Our simulation model is freely available in the COMSOL Model Exchange (see “Availability of data and materials” section). The provided simulation model consists of the models of the four-electrode system and a cell, and it can be easily converted into the corresponding two-electrode system model.

Lead field and reciprocity theory in MEA impedance measurements

The measured impedance depends on the conductivity of the volume conductor surrounding the electrodes, and on all the objects located in the current field. Geselowitz [18] proposed that a change in the impedance Z caused by objects in volume V with conductance σ was given by

$$\Delta Z = \int\limits_{V} {\frac{S}{\Delta \sigma }dV} ,$$

where S is the sensitivity of the measurement setup, and Δ denotes a change in the respective quantity. Geselowitz [18] showed that the lead field of a measurement setup can be obtained by computing the current field of the current feeding electrodes and the reciprocal field of the measurement electrodes. In the four-electrode measurement system (c.f. Fig. 3a), the lead fields are obtained by applying a unit current to the current feeding electrode pair, and to a separate field potential measurement electrode pair, i.e., the current injection and voltage measurement current density fields are different. In the two-electrode configuration (c.f. Fig. 3b), the one electrode pair is used for both current feeding and potential measurement, and thus these two lead fields are identical. The lead field of an impedance measurement can be obtained by calculating the dot product of these two fields, resulting in a scalar sensitivity field S, which describes the scalar sensitivity field of the impedance measurement in the volume conductor:

$$S = {\mathbf{J}}_{{{\mathbf{LE}}}} \cdot{\mathbf{J}}_{{{\mathbf{LI}}}} ,$$

where J LI is the current field in the volume conductor caused by the unit current applied to the current electrodes, and J LE is the current field in the volume conductor generated by a unit current applied to the voltage measurement leads [23]. S (2) can by positive, negative, or zero, depending on the angle between the two current fields. If the location, conductivity, or geometry of an object, or the locations of the electrodes change in the measurement setup, the lead field and the measured impedance change accordingly. For electrode constellation design, it is worth noting that in the areas of S = 0, a slight change of conductance does not notably affect the impedance. A decrease in impedance in the areas of positive S decreases the measured impedance, and a similar change in the areas of negative S increases impedance [23], given that the impedivity of the medium is constant.

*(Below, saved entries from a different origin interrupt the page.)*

PR #1333, opened 2026-08-18
chore(substreams): stop polygon-ramses-v3 ABI regeneration from dirtying every worktree

die-herdplatte:
## Problem

`protocols/substreams/polygon-ramses-v3/src/abi/{factory,pool}.rs` show up as modified in
essentially every worktree, permanently. Reproduce on `main`:

```console
$ git checkout -- protocols/substreams/polygon-ramses-v3/src/abi
$ cargo check -p polygon-ramses-v3
$ git status --short
 M protocols/substreams/polygon-ramses-v3/src/abi/factory.rs
 M protocols/substreams/polygon-ramses-v3/src/abi/pool.rs
```

It is not a formatting command — it's `build.rs`, which runs
`substreams_ethereum::Abigen(...).write_to_file("src/abi/…")` on every `cargo check`/`build`/`test`
of the package.

## Why only this package

The committed ABI came from #1208 as *nightly-rustfmt-formatted* Abigen output (packed byte
arrays). Until #1264 that was self-healing: the build wrote raw Abigen output, and the next
`cargo +nightly fmt` silently re-compacted it back to the committed shape.

#1264 (`9e0fe4924`) then added `polygon-ramses-v3/src/abi` to the `ignore` list in
`protocols/substreams/rustfmt.toml` — a reasonable response to the diffs, but it removed the
repair step, so the raw regenerated output now stays as a permanent diff. The other ignored
`*/src/abi` dirs don't drift because their committed content already equals raw Abigen output.

## Fix

Commit exactly what Abigen emits, so regeneration is a byte-for-byte no-op — bringing ramses in
line with every other ignored ABI dir. No behavioural change: pure formatting of generated code
that the build overwrites anyway.

## Verification

- `cargo check -p polygon-ramses-v3` and `cargo build -p polygon-ramses-v3
  --target wasm32-unknown-unknown` both leave the working tree clean.
- `cargo +nightly fmt --all --check` in `protocols/substreams`: 0 diffs.

### DIFF
--- a/protocols/substreams/polygon-ramses-v3/src/abi/factory.rs
+++ b/protocols/substreams/polygon-ramses-v3/src/abi/factory.rs
@@ -18,9 +18,38 @@ pub mod events {
     }
     impl PoolCreated {
         const TOPIC_ID: [u8; 32] = [
-            120u8, 60u8, 202u8, 28u8, 4u8, 18u8, 221u8, 13u8, 105u8, 94u8, 120u8, 69u8, 104u8,
-            201u8, 109u8, 162u8, 233u8, 194u8, 47u8, 249u8, 137u8, 53u8, 122u8, 46u8, 139u8, 29u8,
-            155u8, 43u8, 78u8, 107u8, 113u8, 24u8,
+            120u8,
+            60u8,
+            202u8,
+            28u8,
+            4u8,
+            18u8,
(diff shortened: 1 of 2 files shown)


brunoguerios (approved):
Thanks!

PR #1335, opened 2026-08-18
feat(simulation): select venues that execute via the PropAMMRouter

tamaralipows:
Stacked on #1278. Turns the pAMM fallback on: nothing emitted `propammfallback:` before this.

## Change

Venue selection for the pAMM fallback. The price level stream builder emits whitelisted venues' components under the `propammfallback:` family instead of `pricelevelstream:`, so tycho-execution routes their swaps through Titan's PropAMMRouter and a stale maker quote falls back to a single-hop Uniswap V3 pool instead of reverting the route.

This is the default. `without_fallback_router()` is the opt-out and keeps every venue on the direct path.

The stream reads the router's on-chain whitelist itself, through the node at `RPC_URL`, once on the first poll: the set is governance-gated and changes rarely, and renaming a running component's protocol system would churn every consumer's component set. Without `RPC_URL`, or when the read fails, it warns and keeps every venue on the direct path.

`build()` stays sync. The read happens in the stream, next to the lazy WebSocket connect, so no call site changes.

The check is by address, so it also covers auto-detected venues. Component ids and static attributes are unchanged.

The `price-level-stream` feature pulls in alloy and reqwest, so `fallback_router` no longer needs the `evm` feature.

## Why the whitelist must gate the family

A venue outside the whitelist reverts `UnknownVenue` on the router, which fires the catch arm: every swap executes on the Uniswap V3 fallback at a worse price than the venue gives.

## tycho-integration-test opts out

That test measures how well a venue's own quote matches its own fill. Through the router a stale quote executes on the Uniswap V3 fallback instead of reverting, which reads as a quote mismatch and hides the staleness its revert classification records.

## Client impact

No wire or schema change, no new endpoint, no change to how the stream is constructed, and the Titan stream connection is unchanged.

Whitelisted venues now arrive as `propammfallback:`. A consumer must run tycho-execution with #1278 (encoding the family fails otherwise) and match on the new prefix wherever it matches on `pricelevelstream:` names (Fynd does in propeller-heads/fynd#402). `without_fallback_router()` emits the same components as before, byte for byte.

Sequencing: land after or with #1278 and Fynd #402.

## Open

- Gas: the router path costs more than the direct venue call. Encoding accounts for it, but the stream's per-venue gas estimate is unchanged here, so route ranking still uses the direct-call estimate.
- `vm:fermiswap` has the same stale-quote problem and does not pass through this check. Execution-side follow-up.
- GitBook docs for the price level stream and this family: separate PR.


crates/tycho-simulation/src/price_level_stream/stream.rs
```diff
@@ -121,6 +122,47 @@ impl PriceLevelStreamBuilder {
...
+    ///
+    /// Reads the router's on-chain venue whitelist once, via the node at `RPC_URL` (from the
+    /// environment, falling back to `.env`). Only whitelisted venues may use the family — the
+    /// router reverts `UnknownVenue` for others, so every swap would execute on the Uniswap V3
+    /// fallback at a worse price than the venue gives.
+    ///
+    /// Degrades instead of failing: without `RPC_URL`, or when the whitelist read fails, a
+    /// warning is logged and every venue stays on the direct `pricelevelstream:` path.
+    #[cfg(feature = "evm")]
+    pub async fn via_fallback_router(mut self) -> Self {
```
tamaralipows: Should this actually be opt-in? Or just default behaviour?

tvinagre: default. Avoiding the fallback should be opt-out

crates/tycho-simulation/src/price_level_stream/stream.rs
```diff
@@ -249,7 +303,11 @@ impl SnapshotTracker {
                 let component = previous
                     .remove(&id_string)
                     .unwrap_or_else(|| {
-                        let component = build_component(&self.tokens, config, id, &token0, &token1);
+                        let via_router = self
```
tvinagre, line 436: This check covers only components this stream emits — the `pricelevelstream:`/`propammfallback:` families. `vm:fermiswap`, the separate indexed-path implementation of the same venue (executed via `FermiSwapExecutor` → the FermiSwapper at `0xb1076fE3…`), has the exact same stale-maker-quote problem: a swap simulated against a mined block reverts because the venue only executes in blocks Titan built. It never passes through this check, so it will never get the PropAMMRouter fallback.

Capturing the follow-up here since it's execution-side work, not this PR: covering `vm:fermiswap` needs (1) venue-aware calldata — `FermiSwapEncoder` currently emits 40 bytes `(tokenIn, tokenOut)` while `PropAMMFallbackExecutor._decodeData` requires 60 bytes `(venue, tokenIn, tokenOut)`; (2) routing the family to `PropAMMFallbackExecutor` in the execution config; (3) the venue to route to is the pAMM itself (`0x59794589…`), which is already on the PropAMMRouter whitelist — note it is NOT the FermiSwapper address that `FermiSwapExecutor` calls. Worth a follow-up issue so it doesn't get lost.

crates/tycho-simulation/src/price_level_stream/stream.rs
tvinagre: To make the default flip concrete: attempt the whitelist read from `build()` (not only when a consumer calls `via_fallback_router()`), and add an explicit opt-out (e.g. `without_fallback_router()`) that skips the read and keeps every venue on the direct path. The existing degrade-on-missing-`RPC_URL` behavior makes this safe as a default — consumers without `RPC_URL` just get the warn + direct path. Sequencing note: the flip should land together with or after the execution side (#1278 + Fynd #402), since consumers will start receiving `propammfallback:` components they cannot encode without it.

crates/tycho-simulation/CLAUDE.md
```diff
@@ -27,9 +27,12 @@ for any protocol indexed by Tycho.
   identified as `pricelevelstream:{pamm}`. A new builder serves nothing: `with_default_pamms`
   registers the known venues, `add_pamm` individual ones (overriding per address), and opt-in
   auto-detection additionally serves unknown venues under their address
-  (`pricelevelstream:{0xaddress}`). Venues may overlap with other integration
-  paths of the same liquidity (e.g. `vm:fermiswap`) — consumers must deduplicate by venue where
-  double-counting matters
+  (`pricelevelstream:{0xaddress}`). Opting in with `via_fallback_router` (`evm` feature) emits
```
tvinagre: Docs should go to the GitBook docs, not CLAUDE.md — CLAUDE.md is contributor/agent context, while docs/for-solvers/ is the user-facing surface. Neither `docs/for-solvers/simulation.md` nor `supported-protocols.md` currently mentions the price level stream or the `propammfallback:` family at all. With the default flip, the GitBook docs should describe the fallback as default-on with the opt-out escape hatch explicit (the mechanism reads the whitelist at startup and stays on the direct path when `RPC_URL` is missing or the read fails), state that whitelist coverage is automatic by address (Kipseli and FermiSwap are already whitelisted on the PropAMMRouter; newly whitelisted venues are picked up at startup), and note that consumers must run tycho-execution with #1278 (and Fynd #402) to encode `propammfallback:` components.

crates/tycho-simulation/src/price_level_stream/config.rs
```diff
@@ -11,6 +11,13 @@ use tycho_common::Bytes;
 /// details.
 pub const PRICE_LEVEL_STREAM_FAMILY: &str = "pricelevelstream";
 
+/// Protocol system family of components executed through Titan's PropAMMRouter instead of the
+/// venue directly, so a stale maker quote falls back to a single-hop Uniswap V3 pool instead of
+/// reverting the route.
+///
+/// Must match `tycho-execution`'s `PROPAMM_FALLBACK_KEY`.
+pub const PROPAMM_FALLBACK_FAMILY: &str = "propammfallback";
```
tvinagre, line 19: Duplicated protocol-family and router-address literals across crates/domains with no enforcement. The family key (`propammfallback`) now exists in three places (this const, tycho-execution's `PROPAMM_FALLBACK_KEY`, and the executor deployment config keys) and the router address in two (here and `PropAMMFallbackExecutor.PROPAMM_ROUTER` in Solidity). If either drifts: family mismatch makes tycho-execution's `get_encoder` fail to resolve `propammfallback:{venue}` (every route through that venue fails to encode), and an address mismatch reads the whitelist from a different contract than the executor calls (silent disagreement between the emitted family and the executed router). No test asserts equality between the crates. A compile-time or unit cross-check (e.g. a tycho-execution test asserting `PROPAMM_FALLBACK_KEY` equals the value the simulation emits, or a single shared source for the family name) would close this.

crates/tycho-simulation/src/price_level_stream/stream.rs
```diff
@@ -249,7 +303,11 @@ impl SnapshotTracker {
...
+                            .router_venues
```
tvinagre, line 437: Read-once whitelist with no staleness handling: a venue removed from the on-chain whitelist after startup keeps being emitted under `propammfallback:` until process restart, and every swap on it then reverts `UnknownVenue` — the exact failure mode this feature exists to prevent, applied in the opposite direction. There is no re-read, TTL, or error path. The code documents this as a deliberate tradeoff (whitelist is governance-gated, changes rarely), but the removal direction is strictly worse than the direct path (which at least executes when quotes are fresh) and is untested. Related: component ids are name-independent (component_id = pamm++token0++token1), so across a restart a venue flipped between families keeps the same id with a different protocol_system; consumers that cache components by id keep serving the stale family unless the re-announcement is honored. At minimum add a test of tracker behavior when membership excludes a previously-routed venue, and consider re-reading the whitelist periodically or documenting the read-once caveat for operators.

crates/tycho-simulation/src/price_level_stream/stream.rs
```diff
@@ -121,6 +122,47 @@ impl PriceLevelStreamBuilder {
...
+            });
+        let Some(rpc_url) = rpc_url else {
+            tracing::warn!(
+                "RPC_URL is not set; pAMM swaps execute on the venues directly, without the \
+                 PropAMMRouter's Uniswap V3 fallback"
+            );
+            return self;
+        };
+
+        match fetch_fallback_router_venues(&rpc_url).await {
```
tvinagre: The builder's degrade paths are untested. `via_fallback_router` has three branches (no RPC_URL -> warn + direct path; fetch error -> warn + direct path; success -> populate) and none is exercised: the fetch function only has the invalid-URL unit test and an ignored network test. The warn-and-continue behavior is the feature's safety guarantee per the docs, so the untested branches are exactly the ones that run in any misconfigured deployment. All of them are testable without a network (env manipulation + injected failure) — worth covering.

crates/tycho-simulation/src/price_level_stream/stream.rs
tvinagre: The selection feature is inert: nothing in the repo calls `via_fallback_router` (search returns only the definition, its docs, and CLAUDE.md; the integration-test processor builds the stream with `with_default_pamms().auto_detect(true)` only). The execution side (base) is fully wired, but nothing enables the simulation side, so the PR's stated behavior cannot be exercised end-to-end yet. Additionally, when the family is eventually enabled, tycho-integration-test's stale-quote classification (`starts_with(PRICE_LEVEL_STREAM_PREFIX)`) will not classify `propammfallback:*` executions: with the router, a stale maker quote no longer reverts (it falls back to the V3 leg), so revert-based staleness metrics and the CLAUDE.md claim that stale-update reverts are recorded silently stop meaning what the docs say for those venues. Worth a deliberate decision in the wiring change that enables the opt-in: extend the classification or document the semantic change.

tamaralipows: Changed in c7a837c7e. `build` reads the whitelist and serves the venues on it under `propammfallback:`; `without_fallback_router()` skips the read and keeps every venue on the direct path.

`build` stays sync: 784d2fa63 moves the read into the stream, next to the lazy WebSocket connect, so it happens on the first poll and no call site changes.

crates/tycho-simulation/src/price_level_stream/stream.rs
tamaralipows: Agreed, and out of scope here — the three items you list are all execution-side. I will file a follow-up issue for `vm:fermiswap`.

crates/tycho-simulation/CLAUDE.md
tamaralipows: Leaving the GitBook docs out of this PR — I want to see the fallback work end to end first. Separate PR, separate author.

CLAUDE.md still describes the new default, since that is contributor context.

crates/tycho-simulation/src/price_level_stream/config.rs
tamaralipows: Added two checks in c7a837c7e:

- `families_match_the_execution_side_prefixes` (tycho-simulation) asserts `PRICE_LEVEL_STREAM_FAMILY` and `PROPAMM_FALLBACK_FAMILY` equal tycho-execution's exported prefixes. tycho-execution is already a dev-dependency, so no new coupling. `PROPAMM_FALLBACK_PREFIX` is now re-exported from `encoding::evm` next to `PRICE_LEVEL_STREAM_PREFIX`.
- `test_family_keys_and_prefixes_agree` (tycho-execution) asserts `{KEY}:` equals the matching prefix, which closes the KEY-to-PREFIX half.
- `test_router_address_matches_the_executor` reads `PropAMMFallbackExecutor.sol` and asserts it contains `FALLBACK_ROUTER_ADDRESS`.

crates/tycho-simulation/src/price_level_stream/stream.rs
tamaralipows: The whitelist is still read once and never re-read, and `build`'s rustdoc now says so: restart to pick up a change. Operators get that from the rustdoc.

Added `unwhitelisted_venue_keeps_the_direct_family` to cover the membership-excludes direction.

On the in-process transition: the set is fixed for the lifetime of the stream, so a venue cannot change family while running. A venue that vanishes and reappears rebuilds against the same set. The removal risk is real but bounded to a governance action plus no restart, and a re-read would trade it for churn on every consumer's component set. Happy to add a TTL if you think the tradeoff is wrong.

crates/tycho-simulation/src/price_level_stream/stream.rs
tamaralipows: Covered in c7a837c7e. Split the env lookup out of the fetch so both degrade paths test without a network or env manipulation:

- `missing_rpc_url_leaves_every_venue_on_the_direct_path` — `fetch_router_venues(None)`
- `failed_whitelist_read_leaves_every_venue_on_the_direct_path` — invalid URL
- `fallback_router_is_on_unless_opted_out` — the new default and the opt-out

crates/tycho-simulation/src/price_level_stream/stream.rs
tamaralipows: `build()` now serves whitelisted venues under `propammfallback:` by default, so there is nothing left to enable.

On the classification: tycho-integration-test calls `without_fallback_router()`. That test measures how well a venue's own quote matches its own fill, and through the router a stale quote executes on the Uniswap V3 fallback instead of reverting — it would read as a quote mismatch and hide the staleness the revert classification records. Comment in the processor says so.

crates/tycho-simulation/src/price_level_stream/stream.rs
tamaralipows: Filed as ENG-6335 under Tycho Maintenance Triage: https://propeller-heads.atlassian.net/browse/ENG-6335

tamaralipows: Implemented in #1344 (stacked on #1278), so ENG-6335 is covered.

Your three items, in order:
1. Venue-aware calldata — `PropAMMSwapEncoder` falls back to a configured venue address when a component carries no `pamm_address` attribute.
2. Routing — the caller labels the swap `propammfallback:fermiswap`; `vm:fermiswap` itself is untouched and still executes on `FermiSwapExecutor`. Opt-in rather than a silent reroute: `vm:fermiswap` is a separate integration with its own executor and component ids, so moving its swaps to the router path, and paying the extra hop, is the caller's call per swap.
3. Venue — `0x5979458912F80B96d30D4220af8E2e4925A33320` in `protocol_specific_addresses.json`, not the FermiSwapper. A fork test pins it: a wrong address reverts `UnknownVenue`.

Also found while testing: `test_executor_addresses.json` named the wrong address for `propammfallback`, so Rust-encoded calldata for the family reverted `Dispatcher__UnapprovedExecutor`. Fixed in #1278 (437d3513c).

crates/tycho-integration-test/src/stream_processor/price_level_stream_processor.rs
```diff
@@ -58,10 +58,16 @@ impl PriceLevelStreamProcessor {
...
+        //
+        // The PropAMMRouter path is off here: this test measures how well a venue's own quote
+        // matches its own fill. Through the router a stale quote silently executes on the
+        // Uniswap V3 fallback instead of reverting, which reads as a quote mismatch and hides
+        // the staleness the revert classification below records.
         let stream = PriceLevelStreamBuilder::new()
             .with_known_pamms()
             .auto_detect(true)
             .with_tokens(all_tokens.clone())
+            .without_fallback_router()
```
tvinagre, line 70: Nice, but we need to add the overrides to the integration test simulation, if we haven't done it yet

tvinagre (approved):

The sensitivity results were computed for partial volumes representing a cell at a number of positions. Normalized integral sensitivity S normal was obtained by point-wise integration of the sensitivity values of the mesh elements included in the partial volume, and by thereafter normalizing with respect to the volume and computed global peak sensitivity.

It is to be noted that for the four-electrode system, the map of transfer impedance volume density is a product of the local sensitivity and the local impedivity. Here, local sensitivity depends on the electrode constellation, and the impedivities have been assumed constant in the medium, and within a cell. Thus, there, a change in sensitivity results in a directly proportional change in the impedance.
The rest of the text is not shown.